Prenons une bibliothèque d’Herculanum ap. J.-C. et une bibliothèque moderne. Nous remarquons aussitôt que la principale différence entre les deux modèles tient en un mot :

 

¶ Vesuvio.

 

Avant d’être une pizzeria de Gratianopolis, Il Vesuvio, comme le nomment les autochtones, fut un excellent moyen de conservation des livres antiques – en fait, le meilleur jamais trouvé à ce jour. Le procédé, si simple que c’est miracle s’il ne fut jamais copié par des industriels chinois, consistait à déposer sur une bibliothèque une bonne couche de fange volcanique, préalablement chauffée à environ 300° Celsius. Ce n’est pas Pison qui nous contredira. Pison ? Oui, le tétracélèbre Pison, primo en tant que beau-père de Jules César, secundo en tant que propriétaire d’une chouette villa à Herculanum, tertio parce que cette villa comprenait une bibliothèque pleine de papyri (d’où son nom de Villa des papyri), et quarto parce qu’elle eut la bonne idée de se laisser ensevelir sous les boues du Vésuve en l’an 79.

À partir de 1750, des fouilles permirent de découvrir 1838 gros cigares cubains usagés. On en fuma, on en jeta bêtement une cinquantaine, avant de comprendre qu’il s’agissait là d’authentiques livres romains bien conservés. Le « procédé Vesuvio » souffrait d’un seul défaut : il rendait la lecture des rouleaux impossible.
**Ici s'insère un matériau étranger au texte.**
PR #207, opened 2016-10-14
add select_any impl

bluejekyll:
@alexcrichton this is the select_any as discussed.

I got rid of the index from the result, b/c it didn't seem worth it to track for the last error. It was an issue due to the skipping of errors, which result in those being removed from the inner Vec.

I added the loop { ... } so this should be good. Otherwise, still pretty close to the select_all interface.

### DIFF
--- a/src/select_any.rs
+++ b/src/select_any.rs
@@ -1,4 +1,4 @@
-rm use std::mem;
+use std::mem;
 use std::prelude::v1::*;
 
 use {Future, IntoFuture, Poll, Async};
--- a/src/select_any.rs
+++ b/src/select_any.rs
@@ -1,0 +1,77 @@
+use std::mem;
+use std::prelude::v1::*;
+
+use {Future, IntoFuture, Poll, Async};
+
+/// Future for the `select_any` combinator, waiting for one of any of a list of
+/// futures to succesfully complete. unlike `select_all`, this future ignores all
+/// but the last error, if there are any.
+///
+/// This is created by this `select_any` function.
+#[must_use = "futures do nothing unless polled"]
+pub struct SelectAny<A> where A: Future {
+    inner: Vec<A>,
+}
+
+/// Creates a new future which will select the first successful future over a list of futures.
+///
+/// The returned future will wait for any future within `list` to be ready and Ok. Unlike
+/// select_all, this will only return the first successful completion, or the last
+/// failure. This is useful in contexts where any success is desired and failures
+/// are ignored, unless all the futures fail.
+///
+/// # Panics
+///
+/// This function will panic if the iterator specified contains no items.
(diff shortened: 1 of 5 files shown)


src/select_any.rs
```diff
@@ -0,0 +1,77 @@
...
+    inner: iter.into_iter()
+    .map(|a| a.into_future())
+    .collect(),
+  };
+  assert!(ret.inner.len() > 0);
+  ret
+}
+
+impl<A> Future for SelectAny<A> where A: Future {
+  type Item = (A::Item, Vec<A>);
```
alexcrichton: Mind bumping these up to 4-space tabs?

alexcrichton: Ah I personally avoid this in repos for now, but when rustfmt comes along hopefully that'll help!

alexcrichton:
Ok, my only remaining qualm here is the name. I feel like `select_any` is a little too similar to `select_all` to move forward with this naming unfortunately. That is, it's kind of unclear why `any` might wait for all futures (currently) where `all` will only ever wait for at most one future.

Maybe something like `select_ok`, though, to emphasize that it explicitly tries to select an `Ok` variant?

bluejekyll:
Yeah, i've been thinking about the naming for a little bit. The reasoning behind the `any` was derived from `any` in Iterator. It's basically meant to say, select any ok result, otherwise it is err. This is the same definition of `any` in Iterator, that is it is true if anything in the iterator is true.

Now the complicated thing is that in this context `select_all`, means select across all futures in a vector and return the first that completes, which matches the definition of `select`. `all`, though, does not necessarily fit this context, at least not as defined on Iterator, which requires that all elements must be successful. For that in futures-rs, there is `collect`, but `collect` does not function like `select`, and also is implemented as requiring each `Future` to complete in sequence, not in parallel like `select`. This leads me to think that `select_all` is possibly misnamed as well :). It also makes me think that `join_all` is possibly missing as well, though the location I would possibly use it is actually better implemented with a `select_all` with a loop since I need to process all results, doing something with errors and successes...

Anyway, long story short, I'm happy to change the name, perhaps dropping `select` is the correct option, because given current semantics, that's the one that `select_any` matches least. What do you think of just a bare `any`? or `any_ok`

carllerche:
`select_ok` maybe?

alexcrichton:
How about `first_ok`? I tried to keep the name "select" with `select_all` to be similar to `Future::select`, but it's true that `collect` should actually be `join_all` if that's the case. I don't mind keeping the "breakaway" though from the standard names on `Future` to get a more invocative name.

bluejekyll:
I'm leaning towards `first_ok` but `select_ok` is good too.

It's your library, you decide ;)

alexcrichton:
Ok, let's go with `select_ok` as I'd probably like to rename `collect` to `join_all` to keep a similar pattern there.

alexcrichton:
Thanks!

Divers techniques furent expérimentées, détaillées par Daniel Delattre dans son édition de Philodème de Gadara (t. I, p. LVI-LXXVII). L’érudit éditeur, en 2007 ap. J.-C., n’était pas très optimiste quant aux possibilités de pouvoir, un jour, accéder au contenu des rouleaux.

Or, il y a du nouveau. La méthode inventée par le Père Piaggio au XVIIIe siècle, qui permettait d’ouvrir millimètre par millimètre les rouleaux sans les détruire (compter trois mètres par an en moyenne), est désormais caduque. Une technique non invasive d’imagerie par rayons X à contraste de phase, utilisée au synchrotron européen de Grenoble, permet une lecture virtuelle des rouleaux. Deux d’entre eux ont déjà été imagés, pour un travail de cinq heures par rouleau. Grand est désormais l’espoir de découvrir des textes inédits de l’école d’Épicure, dont Philodème était le disciple.

 

C’est pourquoi Gratianopolis (aujourd’hui Grenoble), avec ses pizzerias, son synchrotron, sans oublier Pierre Gassendi qui y écrivit en 1624 une somme contre les aristotéliciens, est en passe de devenir la capitale mondiale de l’épicurisme. Quant à la Villa des papyri d’Herculanum, on peut en admirer une réplique à Los Angeles, construite aux dépens du milliardaire J. Paul Getty. Elle abrite un musée doté d’un budget annuel de cent millions de sesterces étasuniens (en abrégé : $). Ne lui manque tout au plus qu’une bonne couche de fange vésuvienne pour être tout-à-fait conforme à l’original.   

 

 

 

Bibliographie

PHILODEME de GADARA, Sur la musique ; éd. et tr. Daniel Delattre, « Collection des Universités de France », Les Belles Lettres, Paris, 2007.

SOBOCINSKI (Aurélie), « Des papyrus antiques carbonisés déchiffrés à la lumière des rayons X », Le Monde, 22 janvier 2015, p. 8.